--- Records shown Enclosed Below ---

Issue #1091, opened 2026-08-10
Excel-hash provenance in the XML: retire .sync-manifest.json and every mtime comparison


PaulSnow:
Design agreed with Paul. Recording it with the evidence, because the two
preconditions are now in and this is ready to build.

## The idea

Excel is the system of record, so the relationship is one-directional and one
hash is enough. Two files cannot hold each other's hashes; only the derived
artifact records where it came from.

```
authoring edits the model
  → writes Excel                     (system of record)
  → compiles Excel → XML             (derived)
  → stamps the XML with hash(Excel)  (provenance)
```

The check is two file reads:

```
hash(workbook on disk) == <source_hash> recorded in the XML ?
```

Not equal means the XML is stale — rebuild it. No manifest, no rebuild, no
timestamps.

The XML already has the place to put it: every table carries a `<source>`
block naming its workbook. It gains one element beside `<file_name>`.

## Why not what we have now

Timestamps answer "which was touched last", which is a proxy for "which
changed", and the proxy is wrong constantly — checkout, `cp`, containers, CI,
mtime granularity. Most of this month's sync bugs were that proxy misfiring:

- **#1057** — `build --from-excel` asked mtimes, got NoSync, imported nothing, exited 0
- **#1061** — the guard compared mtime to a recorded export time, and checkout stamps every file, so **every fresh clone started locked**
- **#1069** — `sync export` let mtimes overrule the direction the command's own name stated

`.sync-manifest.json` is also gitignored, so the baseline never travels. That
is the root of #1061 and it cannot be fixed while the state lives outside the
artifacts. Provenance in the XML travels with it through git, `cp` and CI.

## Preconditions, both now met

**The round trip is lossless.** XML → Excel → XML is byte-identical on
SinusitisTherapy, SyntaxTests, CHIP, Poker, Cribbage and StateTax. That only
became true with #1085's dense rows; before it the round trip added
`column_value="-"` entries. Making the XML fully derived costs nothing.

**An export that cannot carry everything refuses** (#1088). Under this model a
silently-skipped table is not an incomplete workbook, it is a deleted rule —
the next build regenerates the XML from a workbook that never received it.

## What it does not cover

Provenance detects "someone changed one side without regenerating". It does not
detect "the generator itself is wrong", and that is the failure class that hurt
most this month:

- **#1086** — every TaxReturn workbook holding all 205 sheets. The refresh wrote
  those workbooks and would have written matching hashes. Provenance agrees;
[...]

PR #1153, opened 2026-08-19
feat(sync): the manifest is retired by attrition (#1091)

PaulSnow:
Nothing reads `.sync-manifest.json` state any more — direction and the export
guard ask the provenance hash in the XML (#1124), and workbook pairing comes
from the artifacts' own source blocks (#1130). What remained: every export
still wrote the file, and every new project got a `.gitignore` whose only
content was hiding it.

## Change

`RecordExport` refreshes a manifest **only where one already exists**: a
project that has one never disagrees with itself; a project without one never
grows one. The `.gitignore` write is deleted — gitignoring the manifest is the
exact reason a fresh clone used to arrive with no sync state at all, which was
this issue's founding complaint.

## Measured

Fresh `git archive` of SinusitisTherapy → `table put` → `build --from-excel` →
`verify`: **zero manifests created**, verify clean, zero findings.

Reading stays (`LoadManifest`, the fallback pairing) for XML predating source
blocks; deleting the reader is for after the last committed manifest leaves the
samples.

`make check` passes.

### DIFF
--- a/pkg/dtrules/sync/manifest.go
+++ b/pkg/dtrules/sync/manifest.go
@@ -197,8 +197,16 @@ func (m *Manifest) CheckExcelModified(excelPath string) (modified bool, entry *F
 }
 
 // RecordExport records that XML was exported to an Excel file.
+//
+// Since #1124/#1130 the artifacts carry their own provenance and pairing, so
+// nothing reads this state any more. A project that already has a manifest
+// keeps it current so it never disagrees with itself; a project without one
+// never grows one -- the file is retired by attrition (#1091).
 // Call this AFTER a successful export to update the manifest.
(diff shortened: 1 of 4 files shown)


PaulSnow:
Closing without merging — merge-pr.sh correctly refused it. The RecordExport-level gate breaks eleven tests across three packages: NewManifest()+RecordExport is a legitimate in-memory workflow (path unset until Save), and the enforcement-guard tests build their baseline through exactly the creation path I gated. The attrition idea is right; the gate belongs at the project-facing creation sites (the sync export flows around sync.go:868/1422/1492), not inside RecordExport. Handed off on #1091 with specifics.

--- End of Enclosed Records shown ---
--- Records shown Enclosed Below ---

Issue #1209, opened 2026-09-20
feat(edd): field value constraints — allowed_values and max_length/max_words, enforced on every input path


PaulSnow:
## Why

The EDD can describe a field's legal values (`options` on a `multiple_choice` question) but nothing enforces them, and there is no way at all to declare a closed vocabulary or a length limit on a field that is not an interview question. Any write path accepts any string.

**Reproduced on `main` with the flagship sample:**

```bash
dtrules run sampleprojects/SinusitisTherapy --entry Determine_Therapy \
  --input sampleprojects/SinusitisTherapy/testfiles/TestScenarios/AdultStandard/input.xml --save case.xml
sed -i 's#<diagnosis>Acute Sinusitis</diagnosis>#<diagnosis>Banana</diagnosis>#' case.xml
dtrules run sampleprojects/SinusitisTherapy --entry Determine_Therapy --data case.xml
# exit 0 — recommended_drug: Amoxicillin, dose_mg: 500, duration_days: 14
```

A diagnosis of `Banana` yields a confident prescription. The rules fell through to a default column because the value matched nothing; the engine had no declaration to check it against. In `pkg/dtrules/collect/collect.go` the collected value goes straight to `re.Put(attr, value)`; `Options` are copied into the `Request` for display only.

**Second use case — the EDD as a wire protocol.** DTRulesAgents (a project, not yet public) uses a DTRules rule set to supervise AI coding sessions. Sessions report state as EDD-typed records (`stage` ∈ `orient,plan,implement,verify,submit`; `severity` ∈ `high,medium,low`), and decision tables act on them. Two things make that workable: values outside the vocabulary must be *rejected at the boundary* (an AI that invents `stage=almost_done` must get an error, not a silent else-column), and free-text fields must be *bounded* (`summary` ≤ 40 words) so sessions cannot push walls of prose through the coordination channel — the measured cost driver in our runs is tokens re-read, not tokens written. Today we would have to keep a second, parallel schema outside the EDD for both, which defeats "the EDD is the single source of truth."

--- End of Enclosed Records shown ---
--- Records shown Enclosed Below ---

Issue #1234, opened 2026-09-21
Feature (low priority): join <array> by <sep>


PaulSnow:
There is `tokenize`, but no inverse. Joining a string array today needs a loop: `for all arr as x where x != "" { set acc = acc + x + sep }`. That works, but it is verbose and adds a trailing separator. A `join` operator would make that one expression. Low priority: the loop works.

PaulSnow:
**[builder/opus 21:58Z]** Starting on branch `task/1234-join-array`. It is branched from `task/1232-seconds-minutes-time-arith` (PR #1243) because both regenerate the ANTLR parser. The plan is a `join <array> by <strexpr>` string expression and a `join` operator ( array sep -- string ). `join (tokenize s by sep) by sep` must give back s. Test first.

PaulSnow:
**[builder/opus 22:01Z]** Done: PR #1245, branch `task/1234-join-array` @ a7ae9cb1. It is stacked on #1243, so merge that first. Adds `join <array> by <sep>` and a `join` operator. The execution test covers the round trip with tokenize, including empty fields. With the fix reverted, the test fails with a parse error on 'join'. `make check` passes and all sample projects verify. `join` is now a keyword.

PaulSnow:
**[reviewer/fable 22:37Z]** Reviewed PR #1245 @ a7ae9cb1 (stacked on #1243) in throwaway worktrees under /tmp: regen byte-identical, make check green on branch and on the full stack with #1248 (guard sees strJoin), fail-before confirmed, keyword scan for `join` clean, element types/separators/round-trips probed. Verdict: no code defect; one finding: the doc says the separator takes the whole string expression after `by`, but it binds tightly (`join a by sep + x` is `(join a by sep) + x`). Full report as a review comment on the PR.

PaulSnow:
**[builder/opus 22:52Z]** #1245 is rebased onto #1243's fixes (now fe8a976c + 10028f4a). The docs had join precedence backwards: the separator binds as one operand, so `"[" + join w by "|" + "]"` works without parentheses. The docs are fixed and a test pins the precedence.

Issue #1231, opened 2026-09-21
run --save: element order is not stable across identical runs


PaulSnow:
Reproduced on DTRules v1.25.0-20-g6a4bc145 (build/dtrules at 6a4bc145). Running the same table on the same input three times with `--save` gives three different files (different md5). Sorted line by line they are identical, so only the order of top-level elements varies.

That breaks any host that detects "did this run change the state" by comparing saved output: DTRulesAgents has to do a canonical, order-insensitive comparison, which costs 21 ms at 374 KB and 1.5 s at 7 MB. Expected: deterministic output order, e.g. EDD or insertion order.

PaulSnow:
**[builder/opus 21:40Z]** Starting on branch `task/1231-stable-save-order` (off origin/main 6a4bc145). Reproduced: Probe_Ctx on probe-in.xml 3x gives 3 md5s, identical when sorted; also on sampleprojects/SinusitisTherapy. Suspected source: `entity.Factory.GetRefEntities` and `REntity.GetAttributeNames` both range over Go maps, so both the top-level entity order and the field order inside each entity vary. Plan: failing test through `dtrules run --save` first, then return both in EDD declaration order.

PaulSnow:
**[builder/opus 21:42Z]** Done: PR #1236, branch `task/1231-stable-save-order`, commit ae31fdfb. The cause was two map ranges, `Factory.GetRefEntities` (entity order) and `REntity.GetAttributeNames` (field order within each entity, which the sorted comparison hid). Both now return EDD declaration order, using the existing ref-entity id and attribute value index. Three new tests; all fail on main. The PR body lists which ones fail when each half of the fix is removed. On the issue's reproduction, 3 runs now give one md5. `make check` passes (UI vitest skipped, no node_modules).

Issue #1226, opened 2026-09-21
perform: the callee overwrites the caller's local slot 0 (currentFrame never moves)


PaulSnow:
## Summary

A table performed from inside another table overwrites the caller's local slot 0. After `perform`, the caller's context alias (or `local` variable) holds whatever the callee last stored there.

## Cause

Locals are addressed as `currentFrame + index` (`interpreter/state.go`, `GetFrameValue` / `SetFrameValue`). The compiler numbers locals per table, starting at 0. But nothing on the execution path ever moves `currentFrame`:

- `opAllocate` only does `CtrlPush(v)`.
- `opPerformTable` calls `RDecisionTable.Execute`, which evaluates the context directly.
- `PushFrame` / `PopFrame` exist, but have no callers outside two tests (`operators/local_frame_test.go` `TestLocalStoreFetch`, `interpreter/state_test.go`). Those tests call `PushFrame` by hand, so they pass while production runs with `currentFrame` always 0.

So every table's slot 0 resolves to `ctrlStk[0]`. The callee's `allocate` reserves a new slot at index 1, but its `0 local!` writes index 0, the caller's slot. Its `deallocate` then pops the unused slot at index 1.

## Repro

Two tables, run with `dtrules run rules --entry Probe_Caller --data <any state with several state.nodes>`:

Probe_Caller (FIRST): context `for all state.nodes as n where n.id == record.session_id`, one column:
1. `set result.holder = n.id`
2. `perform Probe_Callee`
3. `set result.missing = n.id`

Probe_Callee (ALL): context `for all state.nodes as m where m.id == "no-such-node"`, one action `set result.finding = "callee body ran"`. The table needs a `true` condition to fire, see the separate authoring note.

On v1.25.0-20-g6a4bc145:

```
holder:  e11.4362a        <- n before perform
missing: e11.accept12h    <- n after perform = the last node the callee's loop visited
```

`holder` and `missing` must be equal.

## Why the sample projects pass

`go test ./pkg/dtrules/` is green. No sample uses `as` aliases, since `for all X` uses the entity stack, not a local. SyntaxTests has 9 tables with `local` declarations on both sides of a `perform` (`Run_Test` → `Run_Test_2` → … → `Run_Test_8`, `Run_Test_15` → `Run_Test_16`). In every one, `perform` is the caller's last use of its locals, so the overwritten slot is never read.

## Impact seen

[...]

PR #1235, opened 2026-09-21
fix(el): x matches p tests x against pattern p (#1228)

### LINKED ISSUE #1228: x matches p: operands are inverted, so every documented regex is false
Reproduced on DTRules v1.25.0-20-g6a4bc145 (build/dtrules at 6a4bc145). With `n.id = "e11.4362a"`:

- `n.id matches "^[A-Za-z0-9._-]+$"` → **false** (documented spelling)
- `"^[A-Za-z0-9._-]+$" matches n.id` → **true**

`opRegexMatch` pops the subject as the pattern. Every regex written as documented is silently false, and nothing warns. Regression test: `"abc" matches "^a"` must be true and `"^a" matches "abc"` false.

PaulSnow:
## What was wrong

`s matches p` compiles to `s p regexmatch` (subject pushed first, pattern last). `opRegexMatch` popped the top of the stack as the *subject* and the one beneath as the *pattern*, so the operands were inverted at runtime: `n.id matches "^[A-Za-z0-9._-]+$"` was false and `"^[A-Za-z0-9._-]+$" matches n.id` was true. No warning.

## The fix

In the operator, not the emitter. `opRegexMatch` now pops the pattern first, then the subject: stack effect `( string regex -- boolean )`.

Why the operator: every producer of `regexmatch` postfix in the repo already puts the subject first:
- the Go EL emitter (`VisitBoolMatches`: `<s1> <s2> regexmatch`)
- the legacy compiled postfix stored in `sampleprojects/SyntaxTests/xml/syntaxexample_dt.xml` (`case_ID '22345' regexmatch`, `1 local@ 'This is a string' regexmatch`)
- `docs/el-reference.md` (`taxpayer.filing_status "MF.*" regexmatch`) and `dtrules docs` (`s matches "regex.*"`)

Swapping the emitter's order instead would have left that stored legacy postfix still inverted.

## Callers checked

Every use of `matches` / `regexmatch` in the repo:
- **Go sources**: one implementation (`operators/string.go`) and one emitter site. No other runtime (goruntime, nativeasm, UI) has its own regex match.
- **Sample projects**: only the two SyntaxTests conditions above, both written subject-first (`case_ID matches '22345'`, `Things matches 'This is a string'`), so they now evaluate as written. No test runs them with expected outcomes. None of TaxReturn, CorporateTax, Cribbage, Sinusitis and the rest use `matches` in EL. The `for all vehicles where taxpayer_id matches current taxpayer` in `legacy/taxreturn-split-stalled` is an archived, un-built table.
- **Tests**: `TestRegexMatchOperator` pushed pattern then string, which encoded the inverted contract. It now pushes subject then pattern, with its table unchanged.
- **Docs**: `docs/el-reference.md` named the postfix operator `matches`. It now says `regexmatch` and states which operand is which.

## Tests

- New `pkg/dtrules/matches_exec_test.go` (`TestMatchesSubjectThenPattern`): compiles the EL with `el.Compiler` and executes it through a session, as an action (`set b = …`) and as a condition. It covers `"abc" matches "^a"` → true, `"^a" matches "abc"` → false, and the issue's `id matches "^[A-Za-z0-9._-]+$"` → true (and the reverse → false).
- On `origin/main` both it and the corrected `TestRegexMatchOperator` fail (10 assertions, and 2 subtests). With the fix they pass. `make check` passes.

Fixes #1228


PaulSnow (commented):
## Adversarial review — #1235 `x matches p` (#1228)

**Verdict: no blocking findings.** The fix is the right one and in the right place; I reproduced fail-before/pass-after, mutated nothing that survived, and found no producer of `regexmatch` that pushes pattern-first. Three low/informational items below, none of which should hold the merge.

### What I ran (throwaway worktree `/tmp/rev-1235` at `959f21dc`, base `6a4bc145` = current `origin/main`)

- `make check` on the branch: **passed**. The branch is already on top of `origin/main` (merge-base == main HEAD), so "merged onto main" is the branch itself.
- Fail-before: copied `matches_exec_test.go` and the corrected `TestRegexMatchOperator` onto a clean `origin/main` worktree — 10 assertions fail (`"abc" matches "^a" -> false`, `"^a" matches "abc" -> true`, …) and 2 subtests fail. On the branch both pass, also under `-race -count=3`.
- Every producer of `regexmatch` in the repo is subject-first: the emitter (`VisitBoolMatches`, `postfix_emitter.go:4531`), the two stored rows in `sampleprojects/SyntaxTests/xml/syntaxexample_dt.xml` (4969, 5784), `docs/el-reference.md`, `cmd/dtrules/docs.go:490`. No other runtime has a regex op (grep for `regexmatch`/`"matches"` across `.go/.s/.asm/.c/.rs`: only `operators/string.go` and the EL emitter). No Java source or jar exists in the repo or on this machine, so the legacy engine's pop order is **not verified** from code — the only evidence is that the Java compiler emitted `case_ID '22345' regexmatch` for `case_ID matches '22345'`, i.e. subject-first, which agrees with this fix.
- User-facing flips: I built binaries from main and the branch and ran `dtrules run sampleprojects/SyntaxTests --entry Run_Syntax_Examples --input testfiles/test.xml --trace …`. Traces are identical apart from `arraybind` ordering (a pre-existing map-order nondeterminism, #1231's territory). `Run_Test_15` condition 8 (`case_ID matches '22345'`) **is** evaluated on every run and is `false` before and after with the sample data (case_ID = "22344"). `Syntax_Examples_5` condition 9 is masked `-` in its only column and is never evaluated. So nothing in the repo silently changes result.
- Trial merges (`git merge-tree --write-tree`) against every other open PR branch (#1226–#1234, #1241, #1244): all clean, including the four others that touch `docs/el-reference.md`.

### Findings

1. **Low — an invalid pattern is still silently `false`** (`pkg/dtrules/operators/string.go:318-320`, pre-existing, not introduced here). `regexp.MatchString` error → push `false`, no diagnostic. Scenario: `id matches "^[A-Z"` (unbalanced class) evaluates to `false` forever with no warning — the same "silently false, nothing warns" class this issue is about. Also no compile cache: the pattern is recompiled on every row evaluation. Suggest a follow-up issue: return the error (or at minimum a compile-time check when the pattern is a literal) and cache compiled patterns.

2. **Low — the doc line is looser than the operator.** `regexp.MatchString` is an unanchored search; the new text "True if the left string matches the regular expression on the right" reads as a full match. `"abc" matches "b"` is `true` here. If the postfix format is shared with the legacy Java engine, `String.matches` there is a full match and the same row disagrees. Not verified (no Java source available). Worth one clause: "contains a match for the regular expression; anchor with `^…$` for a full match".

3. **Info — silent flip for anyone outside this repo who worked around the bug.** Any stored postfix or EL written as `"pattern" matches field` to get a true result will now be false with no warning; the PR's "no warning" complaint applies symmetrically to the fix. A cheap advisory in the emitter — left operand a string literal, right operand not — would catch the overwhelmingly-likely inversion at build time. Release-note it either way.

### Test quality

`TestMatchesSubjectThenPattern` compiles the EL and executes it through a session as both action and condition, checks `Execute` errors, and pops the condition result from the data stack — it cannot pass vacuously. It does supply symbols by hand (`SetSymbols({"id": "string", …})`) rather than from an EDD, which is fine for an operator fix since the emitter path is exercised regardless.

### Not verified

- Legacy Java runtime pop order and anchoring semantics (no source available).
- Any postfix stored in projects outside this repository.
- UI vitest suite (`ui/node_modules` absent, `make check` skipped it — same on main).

--- End of Enclosed Records shown ---

→ Work request: Using the entries above, give again exactly the lines from the line holding "preconditions are now" through the line holding "The XML already". Include both end lines and nothing else.

→ Output for this exercise:
preconditions are now in and this is ready to build.

## The idea

Excel is the system of record, so the relationship is one-directional and one
hash is enough. Two files cannot hold each other's hashes; only the derived
artifact records where it came from.

```
authoring edits the model
  → writes Excel                     (system of record)
  → compiles Excel → XML             (derived)
  → stamps the XML with hash(Excel)  (provenance)
```

The check is two file reads:

```
hash(workbook on disk) == <source_hash> recorded in the XML ?
```

Not equal means the XML is stale — rebuild it. No manifest, no rebuild, no
timestamps.

The XML already has the place to put it: every table carries a `<source>`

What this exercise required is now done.